Many suppliers offer an incentive called an early payment discount to encourage buyers to pay their invoices faster. This discount allows the buyer to deduct a small percentage from the total owed if they pay within a specified time period, such as 10 days. The terms are often stated like “2/10 net 30” which means you can deduct 2% if paid in 10 days, with the full amount due in 30 days.
While taking the discount requires paying sooner than the full net term, there can be a significant return on that investment of paying early. That’s because the discount percentage translates into an extremely high annualized rate of return. Understanding this ROI is important for businesses to evaluate whether it makes sense to take advantage of early payment discounts when offered.

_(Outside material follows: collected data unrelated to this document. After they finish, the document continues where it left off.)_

PR #2352, opened 2026-03-31
Added CommandStackListener to update PlantHierarchy on Comment changes

sebHollersbacher:


ruspl-afed:
I'm not sure if we're using the right solution here. BTW, what problem are we solving with this fix and why is it so special that it deserves a separate listener instance?

oberlehner:
I would use the `org.eclipse.fordiac.ide.hierarchymanager.ui.listeners.HierarchyManagerUpdateListener` since this is specially invented for all changes that affect the plant hierachy.

oberlehner:
> I'm not sure if we're using the right solution here. BTW, what problem are we solving with this fix and why is it so special that it deserves a separate listener instance?

This fixes the problem, if we change the comment of an untyped subapp, we also want to update the plant hierachy view, which is a feature of  4diac IDE !
You can test this feature by selecting a project -> right click -> show in plant hierchachy !

sebHollersbacher:
> I would use the `org.eclipse.fordiac.ide.hierarchymanager.ui.listeners.HierarchyManagerUpdateListener` since this is specially invented for all changes that affect the plant hierachy.

Using the `org.eclipse.fordiac.ide.hierarchymanager.ui.listeners.HierarchyManagerUpdateListener` would create a new dependency for the application plug-in. I was also thinking of using the `org.eclipse.fordiac.ide.model.commands.QualNameChangeListenerManager`, however, I don't like to use the Qualified Name Listener infrastructure for comments

oberlehner:
> > I would use the `org.eclipse.fordiac.ide.hierarchymanager.ui.listeners.HierarchyManagerUpdateListener` since this is specially invented for all changes that affect the plant hierachy.
> 
> Using the `org.eclipse.fordiac.ide.hierarchymanager.ui.listeners.HierarchyManagerUpdateListener` would create a new dependency for the application plug-in. I was also thinking of using the `org.eclipse.fordiac.ide.model.commands.QualNameChangeListenerManager`, however, I don't like to use the Qualified Name Listener infrastructure for comments


- Refreshing is not working after changing a comment, i have to manually refresh the node
-Adding a new comment is not displayed in the hierachy:
image

sebHollersbacher:
> > > I would use the `org.eclipse.fordiac.ide.hierarchymanager.ui.listeners.HierarchyManagerUpdateListener` since this is specially invented for all changes that affect the plant hierachy.
> > 
> > 
> > Using the `org.eclipse.fordiac.ide.hierarchymanager.ui.listeners.HierarchyManagerUpdateListener` would create a new dependency for the application plug-in. I was also thinking of using the `org.eclipse.fordiac.ide.model.commands.QualNameChangeListenerManager`, however, I don't like to use the Qualified Name Listener infrastructure for comments
> 
> * Refreshing is not working after changing a comment, i have to manually refresh the node
>   -Adding a new comment is not displayed in the hierachy:

The commit had to be rebases as it relied on #2351 
It should work now

ruspl-afed:
> This fixes the problem, if we change the comment of an untyped subapp, we also want to update the plant hierachy view, which is a feature of 4diac IDE !

thank you for the explanation @sebHollersbacher , I plan to have a look on this area more closely, since I still have an impression that we are re-inventing EMF `ViewerNotification` here.

oberlehner:
> > This fixes the problem, if we change the comment of an untyped subapp, we also want to update the plant hierachy view, which is a feature of 4diac IDE !
> 
> thank you for the explanation @sebHollersbacher , I plan to have a look on this area more closely, since I still have an impression that we are re-inventing EMF `ViewerNotification` here.

i am not sure if we can use `ViewerNotification` since we also need to update the .plant.hier XML file.
But i am open to a better solution for synchronsing the different models

oberlehner (approved):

What’s an Early Payment Discount?
An early payment discount is an incentive offered by suppliers to encourage buyers to pay invoices faster than the full net term. The discount allows the buyer to deduct a small percentage from the total amount owed if they submit payment within a specified time period, such as 10 days.
Early Payment Discount Example
Say you receive an invoice for $10,000 with terms of 2/10 net 30. If you pay the full $10,000 at the very end of the 30 day period, no discount applies. However, if you pay within the first 10 days, you can deduct 2% which is $200. So you would only pay $9,800 instead of the full $10,000.
The key question is – what rate of return did you earn on that $200 savings for paying 20 days earlier than was required? This is where understanding the time value of money concept is important.
To calculate, we treat the $200 as the interest earned. The $9,800 you had to pay upfront is considered the principal invested for those 20 days until the full amount came due. Plugging those numbers into the formula:
ROI = Interest / Principal
= $200 / $9,800
= 0.0204 or 2.04%
So you earned a 2.04% return just for paying that 20 days sooner. That may not seem hugely impressive at first glance.
However, we have to annualize that return based on the number of days it was invested. There are 365 days in a year, so:
Annualized ROI = (1 + 0.0204)^(365/20) – 1 = 45.67%
By taking that 2% early payment discount, you effectively earned a 45.67% annual return on the $9,800 for those 20 days it was paid earlier! When looked at over a full year’s time, that 2% discount equates to an astronomical 45.67% annual yield.
This is why taking advantage of early payment discount terms can be so valuable for a business’s profitability and cash management. Of course, there is an opportunity cost of tying up that money 20 days sooner. But in most cases, the extremely high annualized return far outweighs that cost or lost opportunity.
Some other examples at common discount rates:
1/10 net 30 terms = 18.25% annualized return
2/15 net 60 terms = 44.63% annualized return
3/10 net 60 terms = 109.65% annualized return
As you can see, the higher the discount percentage and the longer the net term, the higher the annualized yield from taking that early payment discount. Rates over 100% are absolutely possible in the right scenarios.
Some Important Warnings to Consider
Here are some important warnings to consider in this case:
The annualized returns shown assume you could infinitely reinvest that same discount amount over and over for a whole year. In practice, each discount applies to just one invoice payment, so the lifetime return will be less than the annualized rate. However, businesses with consistent cash flows can compound the effect over many invoices.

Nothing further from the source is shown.